- Born: 29 July 1972 (age 53) Krasnyi Luch, Ukrainian SSR, Soviet Union
- Occupation: Politician

= Serhiy Tymchenko =

Serhiy Mykhaylovych Tymchenko (Сергій Михайлович Тимченко; born 29 July 1972) is a Ukrainian politician, chairman of Ukrainian State Agency of land resources (2011—2014).

== Biography ==

Serhiy Tymchenko was born 29 July 1972 Krasnyi Luch, Luhansk Oblast.
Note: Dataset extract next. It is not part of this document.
PR #506, opened 2021-06-12
don't print same Label twice...

### LINKED ISSUE #505: Only print arg label once if same label multiple times
in the RuleReader autodoc for extraction view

He was a junior Ukrainian boxing champion in 1984 and 1985.

He graduated from Donbass Mining and Metallurgical Institute in 2008.Hr graduated with a master's degree in management from Donetsk State University of Management in 2008.
In 2012, he graduated with a master's degree from Kharkiv National Agrarian University.

== Career ==
Worked as deputy Director of the Motor Plus ltd. in Lugansk. In 2003—2005 was the head of organizational Department and deputy chairman of Lugansk regional branch of the Party of Regions. In 2005—2007 was the assistant to the people's Deputy of Ukraine in the Verkhovna Rada.
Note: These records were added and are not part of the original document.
PR #513, opened 2021-06-22
Added more numeric date formats with symbol

vanh17:
@MihaiSurdeanu 

I added multiple more tests for all the rules we discussed. 

One more thing I want to ask is that I tried to add 4 more rules as follows:

1) MM/YYYY
2) YYYY/MM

In 2007—2008 he was first Deputy Director General of the Center of the state land cadastre at the State Committee of Ukraine on land resources.
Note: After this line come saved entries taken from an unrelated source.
PR #517, opened 2021-06-28
Add more intensive SUTimes tests and units of Measurement

vanh17:
@MihaiSurdeanu, I added more intensive SUTimes tests for the rest of the grammar. Looks like we passed all of them. Please have a look at those tests and let me know if more you want to ask. Here are my 2 feedback:
1. We can add more grammars to capture winter 2021 as 2021-WI or similar. This can be extended to capture wet season 2021 as 2021-WS like what we read back then in SV documents.
2. I also added 3-4 tests under your TODOs and Marco's. Please let me know if you need help to implement these two TODOs. I think it is best for me to handle the hold things so I can learn more. For example, it might be more efficient if someone asks for help with the numeric processor, all of those requests can go straight to me and not have to sit around waiting.
3. Added complete units of measurements for length, area, volume, and time in the MEASUREMENTS.tsv. Please let me know if you want to change the format as we preliminarily discussed in last week meeting.


MihaiSurdeanu:
Looks good. Thanks!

Since 2008 to 2010 worked as adviser to the Secretary of the national security and defense Council of Ukraine Raisa Bogatyrova.

In 2010 spearheaded The main Department of control over the improvement of Kiev, and then was appointed as deputy general Director — manager of technical programs in Center of the state land cadastre.

Since June 2011 to March 2014 was the chairman of State Agency of land resources of Ukraine. Among the main achievements of the Agency at the period of Serhiy Tymchenko's management the experts mark to opening of State land cadastre of Ukraine at 1 January 2013.

Tymchenko also held a number of positions in sports organizations:
- 2006—2012 — Chairman of the Board of Trustees of the Boxing Federation of Lviv region of Ukraine;
- 2012—2017 — Chairman of the Board of Trustees of MMA Russia;
- 2008—2015 — President and founder of the Combat club Power of Siberia Woodang in China (TIM CHEN CO).

Lives in USA since 2017. Founded the International Institute of Strategic Land Reforms in Princeton, New Jersey.

== Awards ==
- 2012 — Order of Merit, 3rd class.
- 2013 — Medal of the Cabinet of Ministers of Ukraine.
- 2014 — Award of the Union of MMA by Fedor Emelianenko.